◆ **Materials provided**:
PR #164, opened 2024-10-10
Add a WgpuPoll loop

ArthurBrussee:
Currently reading back a tensor on wgpu requires doing a full wgpu::maintain::Wait. Ideally something in the background just polls, and the read will resolve when it's done. In the browser, the event loop handles polling.

This PR adds a WgpuPoll which handles polling in the background. It uses Arcs to hand out as handles to check whether something still needs polling and keeps polling in a busy loop until everything is done.

I had hoped this would improve performance overall but it doesn't seem like it really does, however, when doing some multi threaded things it does mean the other thread can make progress instead of also being stalled, which does help a bit in my case (one thread doing inference, one doing training).

This code seems to deadlock when not done juuust right. I've run all cube tests on a loop and it seems ok now but well.

### DIFF
--- a/crates/cubecl-wgpu/src/compute/server.rs
+++ b/crates/cubecl-wgpu/src/compute/server.rs
@@ -16,6 +16,72 @@ use cubecl_runtime::{
 use hashbrown::HashMap;
 use wgpu::{CommandEncoder, ComputePass, ComputePipeline, ShaderModuleDescriptor};
 
+#[cfg(not(target_family = "wasm"))]
+mod poll {
+    #[derive(Debug)]
+    pub struct WgpuPoll {
+        active_handle: std::sync::Arc<()>,
+        cancel_sender: std::sync::mpsc::Sender<()>,
+    }
+
+    impl WgpuPoll {
+        pub fn new(device: std::sync::Arc<wgpu::Device>) -> Self {
+            let active_handle = std::sync::Arc::new(());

◆ **Goal of the exercise**: All that belongs in the answer is the run of lines above from the line containing "-16,6 +16,72 @@" through the line containing "pub struct WgpuPoll", exactly as written.

◆ **Task response**:
@@ -16,6 +16,72 @@ use cubecl_runtime::{
 use hashbrown::HashMap;
 use wgpu::{CommandEncoder, ComputePass, ComputePipeline, ShaderModuleDescriptor};
 
+#[cfg(not(target_family = "wasm"))]
+mod poll {
+    #[derive(Debug)]
+    pub struct WgpuPoll {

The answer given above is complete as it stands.